Issue #229, opened 2026-05-25
plugin: ship Claude Code plugin marketplace entry with /pipefy-login slash command


gbrlcustodio:
## Outcome

Users running Claude Code can install a `pipefy` plugin that ships a `/pipefy-login` slash command and registers the MCP server, regardless of whether the CLI is permanently installed.

```sh
/plugin marketplace add gbrlcustodio/pipefy-mcp-server
/plugin install pipefy
/pipefy-login
```

`/pipefy-login` prompts the user to confirm running `uvx --from git+https://github.com/gbrlcustodio/pipefy-mcp-server pipefy auth login` (one-shot, no permanent install). On approval, the existing OAuth flow in `pipefy-auth` writes the keychain entry that the MCP server's stored-session tier consumes.

## Scope

**New files at repo root**

- `.claude-plugin/plugin.json` — plugin manifest (`name`, `version`, `description`, `repository`, inline `mcpServers` entry, reference to `commands/`).
- `.claude-plugin/marketplace.json` — marketplace entry exposing the `pipefy` plugin from this repo.
- `commands/pipefy-login.md` — slash command markdown. Frontmatter:
  ```yaml
  ---
  name: pipefy-login
  description: Authenticate with Pipefy via OAuth (browser login) and store the session in the OS keychain.
  disable-model-invocation: true
  argument-hint: "[--no-browser] [--callback-timeout <seconds>]"
  ---
  ```
  Body instructs the model to run the `uvx --from git+https://github.com/gbrlcustodio/pipefy-mcp-server pipefy auth login $ARGUMENTS` command via the Bash tool. `allowed-tools` is intentionally omitted so the user confirms each invocation.

**Inline MCP server registration in `plugin.json`**

```json
"mcpServers": {
  "pipefy": {
    "command": "uvx",
    "args": ["--from", "git+https://github.com/gbrlcustodio/pipefy-mcp-server", "pipefy-mcp-server"]
  }
}
```

**MCP error-hint updates**

- `packages/auth/src/pipefy_auth/resolver.py` — extend `missing_auth_message()` with a `slash_command` parameter (default `\"/pipefy-login\"`); the message lists both surfaces. Update `_stored_session_provider()` (line ~73) RuntimeError text the same way.
[...]

PR #232, opened 2026-05-25
feat(plugin): ship Claude Code plugin with /pipefy:login

gbrlcustodio:
## Summary

- Adds a Claude Code plugin manifest (`.claude-plugin/plugin.json` + `.claude-plugin/marketplace.json`) plus external `.mcp.json` (auto-discovered at plugin root, matching the convention used by `linear` / `terraform` / `discord` in `claude-plugins-official`). Installing the plugin registers the Pipefy MCP server and the new `/pipefy:login` slash command in one step.
- `commands/login.md` runs the existing `pipefy auth login` flow through `uvx --from "git+...#subdirectory=packages/cli"`, so plugin users do not need a permanent `pipefy-cli` install to seed the keychain entry the MCP stored-session tier reads. The `#subdirectory=` pin sidesteps a build failure where `uvx`'s default builder tries to compile the workspace root `pyproject.toml` and trips over the flat-layout `skills/` + `packages/` directories.
- MCP error text in `packages/mcp/src/pipefy_mcp/core/container.py` no longer names a specific host; both the missing-auth `RuntimeError` and the startup-refresh-failure log point users at `docs/setup.md` via a new `DOCS_SETUP_REF` constant (mirrors the CLI's `_docs.py` pattern).
- README + `docs/setup.md` gain a "Plugin install (Claude Code)" block under Installation. Each block flags the restart-on-fresh-install case so users whose MCP server crashed at startup know to restart it after `/pipefy:login`.
- `.gitignore` carve-out (`!/.mcp.json`) so the plugin's tracked `.mcp.json` at repo root is committed while nested machine-specific Cursor configs stay ignored.

`pipefy-auth` and `pipefy-cli` are intentionally untouched — both stay host-agnostic. `/pipefy:login` is the Claude Code surface only; terminal users keep running `pipefy auth login` directly.

Refs #229 (milestone "Simplify install + skills + login UX"; workstream C of 3).

## Test plan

__Exercise__:
Look through the entries above. Extract each line with the word "hint".

__Problem solution__:
  argument-hint: "[--no-browser] [--callback-timeout <seconds>]"
**MCP error-hint updates**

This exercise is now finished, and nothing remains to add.